To ask the Minister for the Secretary of State for Digital, Culture, Media and Sport, what safeguards are in place to protect volunteers employed in the charity sector from workplace bullying and harassment.

Photo of Tracey Crouch Tracey Crouch The Parliamentary Under-Secretary of State for Digital, Culture, Media and Sport

The Government expects charities to take robust action against any bullying and harassment relating to employees or volunteers.

Charity employees have some protection in law under the Public Interest Disclosure Act 1998 from detrimental treatment or victimisation from their employer if, in the public interest, they report concerns about serious wrongdoing at their charity to the Charity Commission, provided that the concerns they report meet the conditions in the Act for a ’protected disclosure’. There are other mechanisms for volunteers to report such concerns to the Charity Commission, although they are not covered by the Act.
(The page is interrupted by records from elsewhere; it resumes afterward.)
PR #4493, opened 2024-06-27
Add API for querying dependency files on IModule

skallweitNV:
This is required for shader hot reloading in our framework.

### DIFF
--- a/source/slang/slang-compiler.cpp
+++ b/source/slang/slang-compiler.cpp
@@ -2471,6 +2471,18 @@ namespace Slang
         return nullptr;
     }
 
+    SLANG_NO_THROW SlangInt32 SLANG_MCALL Module::getDependencyFileCount()
+    {
+        return (SlangInt32)getFileDependencies().getCount();
+    }
+
+    SLANG_NO_THROW char const* SLANG_MCALL Module::getDependencyFilePath(
+        SlangInt32 index)
+    {
+        SourceFile* sourceFile = getFileDependencies()[index];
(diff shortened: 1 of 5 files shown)


skallweitNV:
Is this change actually "non-breaking"? It just adds two functions to the `IModule` API, doesn't change any existing API.

source/slang/slang-compiler.cpp
```diff
@@ -2471,6 +2471,18 @@ namespace Slang
...
+    SLANG_NO_THROW SlangInt32 SLANG_MCALL Module::getDependencyFileCount()
+    {
+        return (SlangInt32)getFileDependencies().getCount();
+    }
+
+    SLANG_NO_THROW char const* SLANG_MCALL Module::getDependencyFilePath(
+        SlangInt32 index)
+    {
+        SourceFile* sourceFile = getFileDependencies()[index];
+        return sourceFile->getPathInfo().hasFoundPath() ? sourceFile->getPathInfo().foundPath.getBuffer() : "unknown";
```
jkwak-work, line 2483: I think there could be an actual file called "unknown" for a certain situation.
Probably it is better with an empty string, "".

jkwak-work (commented):
Looks good to me.
But I will let Yong to approve because it is an API change.

source/slang/slang-compiler.cpp
csyonghe: Yeah, it may be better to just return nullptr.

csyonghe (approved):

source/slang/slang-compiler.cpp
skallweitNV: Done.

PR #4494, opened 2024-06-27
DNI: testing all metal compute tests on CI

jkwak-work:
This PR is intented to run all CI tests for Metal compute test. It is CI testing only and not for an actual merge.


jkwak-work:
Closing because the issue #4291 is closed

PR #4496, opened 2024-06-27
switch from ubuntu-18 to centos-7 build

kaizhangNV:


jkwak-work:
Why are we switching it and what are the differences?
Is there an issue number for this?

kaizhangNV:
> Why are we switching it and what are the differences? Is there an issue number for this?

The libstdc++ version doesn't match. The issue is internal.

jkwak-work:
Shouldn't we be adding one more CI for the new OS instead of switching from one we have been using?
Do we have another CI coverage on Ubuntu-18?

Government, regulators and the charity sector are working together to reaffirm the importance of safeguarding as a governance priority for charities, and to agree and commit to actions jointly and individually to strengthen the safeguarding capability and capacity of charities working across the UK. The Charity Commission has already announced a suite of measures to help ensure charities learn the wider lessons from recent safeguarding cases revelations involving Oxfam and other charities, and to strengthen protection from harm for charity beneficiaries, employees and volunteers. This includes a review of its whistleblowing processes and guidance.